> EXERCISE: Would you count the lines in the entries below that contain "private"? Reply with the number only.

◆ ◆ ◆ ◆ ◆ ◆ ◆

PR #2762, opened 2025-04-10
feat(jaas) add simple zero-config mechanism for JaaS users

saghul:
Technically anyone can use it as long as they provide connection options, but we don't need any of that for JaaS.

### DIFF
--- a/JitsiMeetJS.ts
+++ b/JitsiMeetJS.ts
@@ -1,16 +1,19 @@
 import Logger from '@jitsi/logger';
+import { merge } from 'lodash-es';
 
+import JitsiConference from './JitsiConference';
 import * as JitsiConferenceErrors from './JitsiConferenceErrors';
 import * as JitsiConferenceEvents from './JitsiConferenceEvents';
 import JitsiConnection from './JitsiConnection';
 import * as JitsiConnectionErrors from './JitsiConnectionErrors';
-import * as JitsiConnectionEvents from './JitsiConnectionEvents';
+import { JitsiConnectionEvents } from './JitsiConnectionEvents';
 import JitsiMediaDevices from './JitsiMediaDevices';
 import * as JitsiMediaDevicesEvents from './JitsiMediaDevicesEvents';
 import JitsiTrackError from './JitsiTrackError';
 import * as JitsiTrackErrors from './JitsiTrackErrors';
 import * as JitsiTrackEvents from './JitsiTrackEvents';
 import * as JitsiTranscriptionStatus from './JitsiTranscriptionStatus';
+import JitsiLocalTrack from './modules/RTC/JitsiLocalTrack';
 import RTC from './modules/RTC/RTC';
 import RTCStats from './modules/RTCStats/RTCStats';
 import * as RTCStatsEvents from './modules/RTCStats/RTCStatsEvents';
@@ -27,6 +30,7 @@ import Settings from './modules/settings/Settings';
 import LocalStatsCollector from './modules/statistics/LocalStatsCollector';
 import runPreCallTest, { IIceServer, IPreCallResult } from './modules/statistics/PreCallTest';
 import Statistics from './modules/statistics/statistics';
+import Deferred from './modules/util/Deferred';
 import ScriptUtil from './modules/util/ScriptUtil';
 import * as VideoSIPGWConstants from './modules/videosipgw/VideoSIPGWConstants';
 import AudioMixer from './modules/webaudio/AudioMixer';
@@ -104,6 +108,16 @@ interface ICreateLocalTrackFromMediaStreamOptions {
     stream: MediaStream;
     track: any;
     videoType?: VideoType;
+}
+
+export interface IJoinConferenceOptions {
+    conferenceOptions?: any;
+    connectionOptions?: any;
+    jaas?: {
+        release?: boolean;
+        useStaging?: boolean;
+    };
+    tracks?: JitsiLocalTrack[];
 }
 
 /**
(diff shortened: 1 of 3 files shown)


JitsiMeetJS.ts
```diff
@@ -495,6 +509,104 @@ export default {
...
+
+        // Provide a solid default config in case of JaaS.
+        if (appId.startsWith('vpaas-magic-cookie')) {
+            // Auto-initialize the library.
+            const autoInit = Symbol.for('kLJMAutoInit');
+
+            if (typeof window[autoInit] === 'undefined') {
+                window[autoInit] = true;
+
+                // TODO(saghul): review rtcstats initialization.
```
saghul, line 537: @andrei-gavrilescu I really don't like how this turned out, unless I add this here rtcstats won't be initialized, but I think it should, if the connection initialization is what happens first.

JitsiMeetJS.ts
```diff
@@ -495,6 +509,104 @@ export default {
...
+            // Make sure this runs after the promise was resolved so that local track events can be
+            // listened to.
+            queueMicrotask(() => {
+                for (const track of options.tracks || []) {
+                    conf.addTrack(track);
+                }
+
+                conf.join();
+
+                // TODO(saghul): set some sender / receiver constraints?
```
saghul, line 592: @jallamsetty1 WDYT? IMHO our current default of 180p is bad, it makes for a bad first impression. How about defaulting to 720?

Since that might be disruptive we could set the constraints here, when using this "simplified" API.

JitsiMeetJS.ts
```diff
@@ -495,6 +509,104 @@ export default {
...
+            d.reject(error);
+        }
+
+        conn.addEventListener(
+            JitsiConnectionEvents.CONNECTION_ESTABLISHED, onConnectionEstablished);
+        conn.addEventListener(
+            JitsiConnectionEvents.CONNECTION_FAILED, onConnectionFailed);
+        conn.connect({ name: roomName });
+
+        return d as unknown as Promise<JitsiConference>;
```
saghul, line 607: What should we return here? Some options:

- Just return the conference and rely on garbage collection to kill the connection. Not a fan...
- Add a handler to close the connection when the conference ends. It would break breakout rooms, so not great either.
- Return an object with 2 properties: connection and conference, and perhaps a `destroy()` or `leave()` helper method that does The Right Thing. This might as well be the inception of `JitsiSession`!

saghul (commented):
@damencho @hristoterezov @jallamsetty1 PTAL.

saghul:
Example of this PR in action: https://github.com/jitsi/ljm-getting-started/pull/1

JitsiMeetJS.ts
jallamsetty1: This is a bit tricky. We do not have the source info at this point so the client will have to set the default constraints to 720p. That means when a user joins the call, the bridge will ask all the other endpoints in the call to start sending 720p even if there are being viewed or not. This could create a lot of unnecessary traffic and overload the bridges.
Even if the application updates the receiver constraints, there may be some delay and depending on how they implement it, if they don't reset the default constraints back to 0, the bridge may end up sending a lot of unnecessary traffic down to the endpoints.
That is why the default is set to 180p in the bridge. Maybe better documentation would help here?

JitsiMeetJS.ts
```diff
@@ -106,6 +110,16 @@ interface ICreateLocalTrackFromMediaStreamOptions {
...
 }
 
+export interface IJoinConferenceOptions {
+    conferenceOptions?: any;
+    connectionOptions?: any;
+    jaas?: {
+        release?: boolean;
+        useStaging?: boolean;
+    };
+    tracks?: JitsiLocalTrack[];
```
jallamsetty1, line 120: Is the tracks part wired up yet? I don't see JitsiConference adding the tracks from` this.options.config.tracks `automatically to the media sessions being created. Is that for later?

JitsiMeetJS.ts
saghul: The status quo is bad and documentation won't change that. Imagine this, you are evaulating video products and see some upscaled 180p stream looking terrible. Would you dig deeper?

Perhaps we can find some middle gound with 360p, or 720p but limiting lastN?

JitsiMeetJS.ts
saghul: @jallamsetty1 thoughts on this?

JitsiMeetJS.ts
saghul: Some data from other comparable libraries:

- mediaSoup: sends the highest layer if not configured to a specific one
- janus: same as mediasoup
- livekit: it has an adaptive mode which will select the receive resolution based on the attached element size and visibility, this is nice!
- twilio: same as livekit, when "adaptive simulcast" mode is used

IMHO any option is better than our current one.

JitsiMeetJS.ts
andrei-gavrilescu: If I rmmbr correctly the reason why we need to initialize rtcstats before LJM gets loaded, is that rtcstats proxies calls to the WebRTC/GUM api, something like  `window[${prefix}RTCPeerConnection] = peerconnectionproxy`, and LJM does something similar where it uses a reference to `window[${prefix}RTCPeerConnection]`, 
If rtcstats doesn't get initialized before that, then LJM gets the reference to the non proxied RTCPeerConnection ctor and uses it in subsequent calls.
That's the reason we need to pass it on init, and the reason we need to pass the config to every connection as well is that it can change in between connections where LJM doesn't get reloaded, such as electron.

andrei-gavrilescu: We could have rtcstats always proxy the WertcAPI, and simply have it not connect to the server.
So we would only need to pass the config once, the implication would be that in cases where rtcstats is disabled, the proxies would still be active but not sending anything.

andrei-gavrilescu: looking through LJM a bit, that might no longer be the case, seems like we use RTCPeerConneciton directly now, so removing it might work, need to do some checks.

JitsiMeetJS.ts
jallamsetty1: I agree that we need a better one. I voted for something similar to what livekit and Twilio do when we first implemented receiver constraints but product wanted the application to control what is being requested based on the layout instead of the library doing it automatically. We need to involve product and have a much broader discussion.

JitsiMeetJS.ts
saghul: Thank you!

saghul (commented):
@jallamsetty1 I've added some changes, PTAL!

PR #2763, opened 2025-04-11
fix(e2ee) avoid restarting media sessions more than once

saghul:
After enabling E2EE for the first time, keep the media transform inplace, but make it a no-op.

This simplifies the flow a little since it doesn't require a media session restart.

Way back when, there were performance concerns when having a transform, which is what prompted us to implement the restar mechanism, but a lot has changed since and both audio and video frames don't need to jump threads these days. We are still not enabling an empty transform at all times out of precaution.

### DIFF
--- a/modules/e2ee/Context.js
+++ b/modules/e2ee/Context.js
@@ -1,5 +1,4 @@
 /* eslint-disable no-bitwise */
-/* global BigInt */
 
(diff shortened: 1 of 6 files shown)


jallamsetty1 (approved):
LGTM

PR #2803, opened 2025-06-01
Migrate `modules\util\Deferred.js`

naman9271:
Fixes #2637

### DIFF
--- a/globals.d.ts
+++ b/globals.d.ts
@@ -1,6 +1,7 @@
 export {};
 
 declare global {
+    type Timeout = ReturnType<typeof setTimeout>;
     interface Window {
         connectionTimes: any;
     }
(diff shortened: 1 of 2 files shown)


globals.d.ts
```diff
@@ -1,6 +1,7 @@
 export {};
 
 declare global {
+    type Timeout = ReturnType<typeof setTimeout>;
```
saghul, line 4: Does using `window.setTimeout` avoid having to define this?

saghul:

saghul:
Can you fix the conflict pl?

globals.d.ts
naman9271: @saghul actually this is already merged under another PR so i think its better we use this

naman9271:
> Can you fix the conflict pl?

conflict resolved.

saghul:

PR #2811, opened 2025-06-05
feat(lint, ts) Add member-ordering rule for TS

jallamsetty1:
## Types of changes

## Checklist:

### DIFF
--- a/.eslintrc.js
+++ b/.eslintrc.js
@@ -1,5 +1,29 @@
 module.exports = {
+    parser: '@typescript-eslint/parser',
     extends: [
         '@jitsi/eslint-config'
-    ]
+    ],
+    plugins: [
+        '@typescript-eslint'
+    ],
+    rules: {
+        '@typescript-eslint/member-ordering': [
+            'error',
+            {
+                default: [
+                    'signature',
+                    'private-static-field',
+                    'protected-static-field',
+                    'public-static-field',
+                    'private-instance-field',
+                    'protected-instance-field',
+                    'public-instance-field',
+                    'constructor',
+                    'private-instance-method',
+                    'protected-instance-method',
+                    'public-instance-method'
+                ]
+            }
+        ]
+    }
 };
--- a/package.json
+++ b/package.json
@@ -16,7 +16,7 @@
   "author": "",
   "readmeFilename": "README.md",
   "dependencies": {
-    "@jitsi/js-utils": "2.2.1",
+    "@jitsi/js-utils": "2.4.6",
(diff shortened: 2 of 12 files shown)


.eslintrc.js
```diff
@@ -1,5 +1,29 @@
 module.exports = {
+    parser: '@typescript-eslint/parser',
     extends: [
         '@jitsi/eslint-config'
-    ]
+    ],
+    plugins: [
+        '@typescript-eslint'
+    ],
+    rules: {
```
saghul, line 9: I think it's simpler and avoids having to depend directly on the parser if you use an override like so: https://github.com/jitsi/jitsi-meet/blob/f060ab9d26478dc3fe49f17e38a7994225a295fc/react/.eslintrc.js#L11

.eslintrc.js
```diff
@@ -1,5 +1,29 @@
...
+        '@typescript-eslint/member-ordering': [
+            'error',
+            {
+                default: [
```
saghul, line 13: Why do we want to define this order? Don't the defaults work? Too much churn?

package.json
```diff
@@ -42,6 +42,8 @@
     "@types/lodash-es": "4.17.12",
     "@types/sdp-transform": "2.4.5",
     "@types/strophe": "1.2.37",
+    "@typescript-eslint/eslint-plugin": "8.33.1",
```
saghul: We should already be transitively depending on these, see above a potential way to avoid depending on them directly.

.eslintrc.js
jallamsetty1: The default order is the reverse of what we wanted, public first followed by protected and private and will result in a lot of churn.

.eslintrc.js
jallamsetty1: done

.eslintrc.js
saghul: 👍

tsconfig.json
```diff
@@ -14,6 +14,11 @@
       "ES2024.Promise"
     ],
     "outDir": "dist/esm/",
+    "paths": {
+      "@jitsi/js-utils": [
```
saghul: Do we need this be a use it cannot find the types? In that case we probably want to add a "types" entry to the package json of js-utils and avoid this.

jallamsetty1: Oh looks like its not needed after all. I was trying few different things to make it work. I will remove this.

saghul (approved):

◆ ◆ ◆ ◆ ◆ ◆ ◆

> RESPONSE: 4